> [Given records]:
BEGIN
PR #2484, opened 2025-08-19
Pin Node version to 24.5 until Jest issue is solved

benoit74:
Node.JS 24.6 introduced a regression in Jest

See https://github.com/nodejs/node/issues/59480

Until this upstream issue is solved, let's use Node.JS 24.5


benoit74:
@Markus-Rost FYI, you can rebase all your PRs experiencing errors like to Node 24.6, this should fix them

PR #2496, opened 2025-08-23
Don't reserve space for elements that don't exist

### LINKED ISSUE #2495: Don't reserve space for elements that don't exist
The vector-2022 skin reserves space for a TOC and appearance sidebar on the right and left of the content area, this means the content is not centered in our ZIMs. We should stop reserving the space for those elements which aren't part of our skin anyway.

Markus-Rost:
Fix #2495


benoit74 (approved):
LGTM

PR #2501, opened 2025-08-26
Fix logging + documentation around `RedisKvs.iterateItems`

### LINKED ISSUE #2500: `RedisKvs.iterateItems` return number of running workers, not worker ID
`RedisKvs.iterateItems` function is iterating over of Redis Hash and calls a given function for every list of items it grabs from the Hash with the `SCAN` operation.

Code is at `src/util/RedisKvs.ts`:

https://github.com/openzim/mwoffliner/blob/585a134914e5bd392ec19f5dee252d23e17cb596/src/util/RedisKvs.ts#L82

The function which is called by `RedisKvs.iterateItems` is passed two parameters:
- the list of items it grabbed in `SCAN` operation: `items`
- the amount of currently running workers: `runningWorkers`

The type signature in `src/types.d.ts` is however a bit blurry by using `run` name instead of `runningWorkers`:

https://github.com/openzim/mwoffliner/blob/585a134914e5bd392ec19f5dee252d23e17cb596/src/types.d.ts#L70

The two places where scraper uses this `runningWorkers` parameter is misleadingly treating it as `workerId`:

https://github.com/openzim/mwoffliner/blob/585a134914e5bd392ec19f5dee252d23e17cb596/src/util/categories.ts#L12

https://github.com/openzim/mwoffliner/blob/585a134914e5bd392ec19f5dee252d23e17cb596/src/util/saveArticles.ts#L30

https://github.com/openzim/mwoffliner/blob/585a134914e5bd392ec19f5dee252d23e17cb596/src/util/saveArticles.ts#L281

This does not impact scraper behavior but is clearly misleading the person reading logs / codebase.

It would help as well to have more documentation in `src/util/RedisKvs.ts` about what is function is doing (it is at least the third time I scratches my head trying to understand what `iterateItems` is doing and what are those batches of items and how it distributes items over workers).

benoit74:
Fix #2500 

Changes:
- fix documentation
- fix logging
- remove unneeded `async` in promise executor

### DIFF
--- a/Changelog
+++ b/Changelog
@@ -30,6 +30,7 @@ Unreleased:
 * FIX: Rewrite non-Parsoid links properly (@Markus-Rost #2479)
 * FIX: Don't reserve space for elements that don't exist (@Markus-Rost #2495)
 * FIX: Get the whole article when the specified section is not available (@Markus-Rost #2480)
+* FIX: Fix logging + documentation around `RedisKvs.iterateItems` (@benoit74 #2500)
 
 1.16.0:
 * CHANGED: ActionParse renderer is now the preferred one when available (@benoit74 #2183)
--- a/src/types.d.ts
+++ b/src/types.d.ts
@@ -67,7 +67,7 @@ interface RKVS<T> {
   deleteMany: (prop: string[]) => Promise<number>
   keys: () => Promise<string[]>
   len: () => Promise<number>
-  iterateItems: (numWorkers: number, func: (items: KVS<T>, run: number) => Promise<void>) => Promise<void>
+  iterateItems: (numWorkers: number, func: (items: KVS<T>, runningWorkers: number) => Promise<void>) => Promise<void>
   scan: (cursor: number) => Promise<{ cursor: number; items: KVS<T> }>
   flush: () => Promise<number>
 }
--- a/src/util/RedisKvs.ts
+++ b/src/util/RedisKvs.ts
@@ -79,9 +79,21 @@ export default class RedisKvs<T> implements RKVS<T> {
     return this.redisClient.hLen(this.dbName)
   }
 
+  /**
+   * Iteratively call function passed with batches of items from the underlying KVS hash, with a given number of workers
+   * working in parallel.
+   *
+   * This function scans the underlying KVS hash for items to batch. Batch size is "around" 10 items (Redis does
+   * not garantee exact batch size for SCAN operation). For every batch retrieved, passed "func" is called with the
+   * "items" retrieved.
+   *
+   * "numWorkers" are started in parallel, each processing a batch of items. Number of "runningWorkers" is passed to
+   * "func" called, mostly useful for logging / debugging purposes.
+   *
+   * This function returns when all items have been batched and passed to processing function.
+   */
   public iterateItems(numWorkers: number, func: (items: KVS<T>, runningWorkers: number) => Promise<void>): Promise<void> {
-    // eslint-disable-next-line no-async-promise-executor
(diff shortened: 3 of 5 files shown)


benoit74:
The correct name is `runningWorkers` because this is what is computed / passed in function: https://github.com/openzim/mwoffliner/blob/6568693185f79e3e0863f4d0f9770ffbb372edfd/src/util/RedisKvs.ts#L82

Previous logs produced something like this when numWorkers is 3:

> Worker [1] processing batch of [50] files
Worker [2] processing batch of [50] files
Worker [3] processing batch of [50] files
Worker [3] processing batch of [50] files
Worker [3] processing batch of [50] files
Worker [2] processing batch of [50] files
Worker [3] processing batch of [50] files
Worker [3] processing batch of [50] files
Worker [3] processing batch of [50] files
Worker [2] processing batch of [50] files
Worker [2] processing batch of [48] files

Anyone can see this problem with official Docker image with something like:

```
docker run --rm --name mwoffliner_test ghcr.io/openzim/mwoffliner:latest mwoffliner --adminEmail=contact@kiwix.org --articleList=https://download.openzim.org/wp1/enwiki_2025-03/tops/100.tsv --customZimDescription="Test" --customZimTitle=Test --filenamePrefix=tests_en_mwoffliner --format=maxi --mwUrl=https://en.wikipedia.org --outputDirectory=/output --publisher=openZIM --verbose=info --webp
```

If you focus on the step downloading files, you will see that you never get numbers 1, 2, 3, 4 again after the initial batch of 10 files.

And while it might look compelling, this is not the "reality". In fact the `1`, `2`, `3` are the number of running workers. There is not such things as a workerId in the util function managing it, it just starts jobs until there is a many jobs running than expected number of workers. 

The only exception is https://github.com/openzim/mwoffliner/blob/6568693185f79e3e0863f4d0f9770ffbb372edfd/src/util/mw-api.ts#L11 where the way we creates jobs to run are allowing to have something like a workerId. 


From my understanding, correct logs (representing what the real current situation is) should be:

> Worker processing batch of [50] files - 1 worker(s) running
 Worker processing batch of [50] files - 2 worker(s) running
 Worker processing batch of [50] files - 3 worker(s) running
 Worker processing batch of [50] files - 3 worker(s) running
 Worker processing batch of [50] files - 3 worker(s) running
 Worker processing batch of [50] files - 2 worker(s) running
 Worker processing batch of [50] files - 3 worker(s) running
 Worker processing batch of [50] files - 3 worker(s) running
 Worker processing batch of [50] files - 3 worker(s) running
 Worker processing batch of [50] files - 2 worker(s) running
 Worker processing batch of [50] files - 2 worker(s) running

Does this help understand the situation?

benoit74:
Do you feel like we should simply get rid of this value? I agree it does not seems to be a very useful value, especially since it might be outdated at any moment like you said. But I do not achieved to find the background of why it was introduced, so I wanted to at least fix documentation + naming + log so that at least we have a clearer and less wrong situation.

Markus-Rost:
Maybe turn it into a proper incremental worker id and add logs both at the start and end of the function. This way you can still see how many workers are currently active.

benoit74:
There is no such thing as a worker ID, there is just "up to `numWorkers` parallel tasks running. So it is mostly impossible to say that worker x started a given task. Plus on a personal basis I'm really not convinced it adds any value to the scraper, not even for debugging. Feel free to open an issue or a PR if you feel like you have something worth it.

I will merge this PR as-is, goal was anyway first and foremost to stop having confusing and plain wrong logs. Goal is achieved from my PoV.

PR #2503, opened 2025-08-28
Add redirects from all acceptable namespaces

### LINKED ISSUE #2429: Add more redirects, especially all redirects from article namespace
Currently, when scraper searched for article redirects, it searches for redirects only in namespace 0, no matter in which namespace the article itself is.

In general, this is fine because it avoids to bloat the ZIM with many unneeded redirects.

But we do have occurence where this causes some redirect to go missing, including very visible ones like in https://github.com/openzim/zim-requests/issues/777#issuecomment-3061562928

I think we should add redirects from namespace 0 and from article own namespace.

Looks like [mediawiki API](https://www.mediawiki.org/wiki/API:Redirects) does not support this filtering, so we should probably query API for all redirects, and then filter on our own. This would even allow to do even more intelligent filtering: including redirects from namespace 0 and from article own namespace when we are making a selection (`--articleList` is used) and from selected namespaces when we retrieve all articles from given namespaces.

benoit74:
Fix #2429

### DIFF
--- a/src/util/mw-api.ts
+++ b/src/util/mw-api.ts
@@ -249,14 +249,17 @@ export function normalizeMwResponse(response: MwApiQueryResponse): QueryMwRet {
     }
     const articleId = String(id).replace(/ /g, '_')
     if (page.redirects) {
-      page.redirects = page.redirects.map((redirect) => {
-        // The API returns the redirect title (!?), we fake the
-        // redirectId by putting the underscore. That way we
-        // secure the URL rewritting works fine.
-        redirect.title = String(redirect.title).replace(/ /g, '_')
+      page.redirects = page.redirects
+        // drop redirects from talk (not subject) namespaces and from User namespace, except if namespace has been expressly requested
+        .filter((redirect) => (redirect.ns % 2 === 0 && redirect.ns !== 2) || MediaWiki.namespacesToMirror.some((ns) => MediaWiki.namespaces[ns].num === redirect.ns))
+        .map((redirect) => {
+          // The API returns the redirect title (!?), we fake the
+          // redirectId by putting the underscore. That way we
+          // secure the URL rewritting works fine.
+          redirect.title = String(redirect.title).replace(/ /g, '_')
 
-        return redirect
-      })
+          return redirect
+        })
     }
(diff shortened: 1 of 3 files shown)


src/util/mw-api.ts
```diff
@@ -249,14 +249,19 @@ export function normalizeMwResponse(response: MwApiQueryResponse): QueryMwRet {
...
-        // secure the URL rewritting works fine.
-        redirect.title = String(redirect.title).replace(/ /g, '_')
-
-        return redirect
-      })
+      page.redirects = page.redirects
+        // remove redirects in User namespace
+        .filter((redirect) => redirect.ns !== 2)
+        // keep only redirects from special namespaces, from subject (not talk) namespaces and from expressly requested namespaces
+        .filter((redirect) => redirect.ns < 0 || redirect.ns % 2 === 0 || MediaWiki.namespacesToMirror.some((ns) => MediaWiki.namespaces[ns].num === redirect.ns))
```
Markus-Rost: Why are we keeping redirects from special namespaces?

benoit74: I thought we might have some wikis where people are linking to a redirect in the special namespace for some reason. And I don't feel like it could introduce "bad" entries in the search result. 

My approach here was to keep all redirects besides the one we know for sure have a high chance of not been interesting: talk redirects (not sure it is even possible) + user namespace redirects.

But I might miss something, how do you see this being a problem?

Markus-Rost: Special pages don't show up in prop=redirects

Also the only special pages that show up in the api as redirects are user based. 
- Special:MyLanguage is used a lot for links on wikis with Extension:Translate, but as mentioned won't show up here.
- Special:MyPage / Special:MyTalk won't be used a lot, but can reveal the scraping user/ip. However they also won't show up here, only when directly querying or parsing as title.

benoit74: Let's remove special namespaces then, thank you!

benoit74: Or ignore them more exactly

Markus-Rost (approved):

PR #2505, opened 2025-08-31
Also retry `internal_api_error_MWException` errors

benoit74:
https://farm.openzim.org/pipeline/78de7699-9395-40ab-9845-7272f6a60555/ and previous runs of mdwiki.org (see https://github.com/openzim/zim-requests/issues/1260#issuecomment-3204128919 and https://github.com/openzim/zim-requests/issues/1260#issuecomment-3209373923) proved that we can have what looks like transient `internal_api_error_MWException` errors.

Retrying this error seems to be able to make it work, at least in all cases doing the query manually afterwards in a success.


benoit74:
Not waiting for review, this is a minor change. Feedback still welcomed if you feel like this is something silly.

Markus-Rost:
MWException is the generic error code.

Issue #1838, opened 2020-08-28
Read-Only Mode


mbarnett:
We want a simple way to enable and disable a read-only mode for ERA, in response to events like emergencies or upgrades that require us to freeze the data in a certain state, but don't require us to take the site down altogether.

I'm thinking we:

- Create a very small one-value table and model to indicate whether or not ERA is in read-only mode. Model just needs a couple of class methods (`ReadonlyMode.enabled?` and `disabled?`. Can probably make creating instances private and bury setting and clearing the mode behind class methods as well, for simplicity)
- Create two rake tasks to set the value to true or false
- Shortcut out of https://github.com/ualbertalib/jupiter/blob/integration_postmigration/app/controllers/application_controller.rb#L33 by returning nil immediately, and https://github.com/ualbertalib/jupiter/blob/integration_postmigration/app/controllers/application_controller.rb#L53 by doing nothing, if the read-only mode is true.
- Cache the check for, say, 1 minute so-as not to introduce more DB traffic on every single request. 
- When the read-only mode is enabled, remove the log in button from the site 
- When the read-only mode is enabled, display a banner on the site indicating that logins are temporarily disabled. This should work _in addition to_ any notifications an admin has chosen to post (so both should be able to exist one atop the other simultaneously, or either by themselves)

lagoan:
What if instead of having a single one value table we have a site wide configuration table (JupiterConfiguration or whatever) Where readOnlyMode is a value in that table.

This would allow to add more configuration values down the line and there is trivial extra work done to achieve this.

We could have a #readOnlyEnabled? method that can set the default value if it does not exist on the database.

mbarnett:
In the spirit of YAGNI I really think that would be getting ahead of ourselves? 

Right now we only have one use-case for this, and my philosophy is that you always want to have a minimum of two competing use-cases for something before you try to design a generic API around it. 

I'd also be concerned about the lack of clarity between a "generic configuration" table and our general philosophy of config being something that is contributed by the environment (the 12 factor app approach, more or less). The need to make a read-only mode "dynamic configuration" is as much as anything a work-around for the extremely long deployment times imposed upon us any time we want to make a simple change to configuration; I don't think we should let this corner case inform our more general approach to configuration by building out a mechanism that in some sense encourages doing the wrong thing?

ConnorSheremeta:
What would be the best message for the banner on the top of the page for this? I have:

'Logins are currently disabled due to system maintenance, please try again later.'

[...]

PR #1862, opened 2020-09-09
add read only mode feature

ConnorSheremeta:
#1838

relates to #1875


db/migrate/20200831181118_create_read_only_modes.rb
```diff
@@ -0,0 +1,7 @@
+class CreateReadOnlyModes < ActiveRecord::Migration[6.0]
+  def change
+    create_table :read_only_modes do |t|
+      t.boolean :enabled
```
murny, line 4: Should force this as `null: false` and `default: false`?

app/views/application/_navbar.html.erb
```diff
@@ -94,7 +94,7 @@
           </li>
         <% else %>
           <li role="presentation" class="nav-item">
-            <%= link_to t('.links.login'), '/auth/saml', class: 'nav-item nav-link text-nowrap', method: :post %>
+            <%= link_to t('.links.login'), '/auth/saml', class: 'nav-item nav-link text-nowrap', method: :post if ReadOnlyMode.disabled? %>
```
murny, line 97: Are you still able to login with dev mode (below) if ReadOnlyMode is disabled? If not, then we should wrap both of these login buttons in this if condition

test/controllers/sessions_controller_test.rb
```diff
@@ -173,16 +173,6 @@ class SessionsControllerTest < ActionDispatch::IntegrationTest
     assert_not logged_in?
   end
 
-  test 'should not log in from a saml account that was changed to system' do
```
murny, line 176: Is this no longer valid? You can login from saml with system user now?

app/models/user.rb
```diff
@@ -37,6 +39,11 @@ class User < ApplicationRecord
             absence: { message: :blank_if_system_false },
             if: -> { !system && api_key_digest.present? }
 
+  # Ensure only one system user exists
+  # rubocop:disable Rails/Validation
+  validates_uniqueness_of :system, if: :system
```
murny, line 44: I would say we use what rubocop wants? Instead of disabling it

```
# bad
validates_uniqueness_of :foo

# good 
validates :foo, uniqueness: true
```

app/models/read_only_mode.rb
```diff
@@ -0,0 +1,36 @@
+class ReadOnlyMode < ApplicationRecord
+
+  validate :only_one_record_exists, on: :create
```
murny, line 3: Should throw a quick validation on the enabled boolean field. e.g:

```

validates : enabled, inclusion: { in: [true, false] }

```

config/locales/en.yml
```diff
@@ -166,6 +166,11 @@ en:
               present_if_system_true: 'must be present if System value is true'
               blank_if_system_false: 'must be blank if System value is false'
 
+        read_only_mode:
+          attributes:
+            enabled:
+              only_one_record_exists: 'Only one read_only_mode record may exist'
```
murny, line 172: Minor but since we talking about the model here, should maybe be `ReadOnlyMode` instead of `read_only_mode`

app/views/application/_navbar.html.erb
```diff
@@ -94,12 +94,12 @@
...
           </li>
           <% if Rails.env.development? || Rails.env.uat? %>
             <%# TODO: Temporary login form for local development or UAT %>
             <li role="presentation" class="nav-item">
-              <%= link_to t('.links.login_as_dev'), '/auth/developer', class: 'nav-item nav-link text-nowrap', method: :post %>
+              <%= link_to t('.links.login_as_dev'), '/auth/developer', class: 'nav-item nav-link text-nowrap', method: :post if ReadOnlyMode.disabled? %>
```
murny, line 102: Minor but I'd throw the if logic around the entire html. Why? Cause this creates extra markup when false.

E.g when ReadOnlyMode is enabled, then this markup still gets rendered in the HTML:
```
<li role="presentation" class="nav-item">
</li>
<li role="presentation" class="nav-item">
</li>
```

If you surrounded this markup with an if block instead:

```
<% if ReadOnlyMode.disabled? %>
  ...contents
<% end %>
```
Then no markup gets rendered when ReadOnlyMode is enabled.

app/models/read_only_mode.rb
```diff
@@ -0,0 +1,37 @@
+class ReadOnlyMode < ApplicationRecord
```
murny, line 1: Since we adding a new model can we add a new model test for this class?

And just check some simple things like...can we create more then one record? can we create a record without setting enabled? Does our class level methods work properly (enable/disable/etc) etc

murny (changes requested):
Looks really good. Just would like to see a model test for the new ReadOnlyMode model 👍. Then I'll approve 🥇

app/controllers/application_controller.rb
```diff
@@ -51,6 +53,8 @@ def current_user
 
   # Signs in the given user.
   def sign_in(user)
+    return if ReadOnlyMode.enabled?
```
mbarnett, line 56: I'm going to suggest we create a method in ApplicationController to wrap `ReadOnlyMode.enabled?` and hoist the `Rails.cache.fetch('read_only_mode.first.enabled', expires_in: 1.minute) do` caching policy up into the method in ApplicationController, rather than keeping it in the model.

There's a couple of reasons for this: one I'll get to below, but the other one is just that caching feels like application policy and what you want for the web application isn't necessarily what you want for other use-cases, like rake tasks (like, if we wanted a task to check the status, we'd want it to report the real-time state, not the cached value. that's harder if the model itself is hiding the caching)

app/views/application/_navbar.html.erb
```diff
@@ -94,12 +94,12 @@
           </li>
         <% else %>
           <li role="presentation" class="nav-item">
-            <%= link_to t('.links.login'), '/auth/saml', class: 'nav-item nav-link text-nowrap', method: :post %>
+            <%= link_to t('.links.login'), '/auth/saml', class: 'nav-item nav-link text-nowrap', method: :post if ReadOnlyMode.disabled? %>
```
mbarnett, line 97: This is the other reason to wrap this call in a method in ApplicationController: Views shouldn't talk directly to models, we want a method in the controller layer in between to act as a "fire-break" to keep them from getting to familiar with one another. It helps keep things more cleanly separated, which makes any refactoring down the road a lot easier.

app/models/read_only_mode.rb
```diff
@@ -0,0 +1,37 @@
...
+    read_only_mode.save!
+
+    Announcement.new(message: I18n.t('announcement_templates.read_only_mode'), user: User.system_user).save!
+  end
+
+  def self.disable
+    read_only_mode = ReadOnlyMode.first
+    read_only_mode.enabled = false
+    read_only_mode.save!
+    Announcement.where(user: User.system_user.id).destroy_all
```
mbarnett, line 28: Because we have all of the scopes declared properly, you can just use the ActiveRecord join helpers! `User.system_user.announcements`

app/models/read_only_mode.rb
```diff
@@ -0,0 +1,37 @@
...
+  end
```
mbarnett, line 29: @murny want to get your thoughts on this, too: 

We have some fairly tight coordination between 2 (3, if you count the magic system user) different models here, and depending on who you ask, this tight inter-model coupling of state is a bad idea. Options would be to just let the models touch each other like this, move to something like the old Observer system, or just pull `enable` and `disable` up into a Service and let it handle the coordination? So you could check values on the model, but actually changing it requires using the service?

mbarnett (changes requested):

app/models/read_only_mode.rb
murny: Current code isn't bad by any means (but if we add more things to this Model in the future, then it could become troubling). But I like where your going with this. I'd probably lean towards a service object as well instead of these Class level methods that are touching multiple models. This makes our ReadOnlyMode model super simple and straightforward.

 This logic is perfect candidate for a Service object (Ruby module which encapsulates the logic for completing an action). A simple ReadOnlyService that completes the action of turning on or off Read Only Mode for Jupiter 👍

mbarnett:
Forgot to mention: remember this needs to be opened against master, too, because we need it in prod for the deployment.

test/services/read_only_service_test.rb
```diff
@@ -0,0 +1,16 @@
+require 'test_helper'
+
+class ReadOnlyServiceTest < ActiveSupport::TestCase
+
+  include ActiveJob::TestHelper
```
murny, line 5: Probably not needed? Doesn't look like your checking for jobs being queued/etc in the tests

murny (dismissed):
Very nice work on service and adding tests 👏.

Just a small extra include I saw in your service tests. Otherwise looks good 👍

murny (approved):

mbarnett (approved):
END
> [Goal of the exercise]: Locate the word "would" in the data above. Copy every line carrying it.

> [Answer]:
It would help as well to have more documentation in `src/util/RedisKvs.ts` about what is function is doing (it is at least the third time I scratches my head trying to understand what `iterateItems` is doing and what are those batches of items and how it distributes items over workers).
Looks like [mediawiki API](https://www.mediawiki.org/wiki/API:Redirects) does not support this filtering, so we should probably query API for all redirects, and then filter on our own. This would even allow to do even more intelligent filtering: including redirects from namespace 0 and from article own namespace when we are making a selection (`--articleList` is used) and from selected namespaces when we retrieve all articles from given namespaces.
This would allow to add more configuration values down the line and there is trivial extra work done to achieve this.
In the spirit of YAGNI I really think that would be getting ahead of ourselves? 
What would be the best message for the banner on the top of the page for this? I have:
murny, line 44: I would say we use what rubocop wants? Instead of disabling it
Looks really good. Just would like to see a model test for the new ReadOnlyMode model 👍. Then I'll approve 🥇
We have some fairly tight coordination between 2 (3, if you count the magic system user) different models here, and depending on who you ask, this tight inter-model coupling of state is a bad idea. Options would be to just let the models touch each other like this, move to something like the old Observer system, or just pull `enable` and `disable` up into a Service and let it handle the coordination? So you could check values on the model, but actually changing it requires using the service?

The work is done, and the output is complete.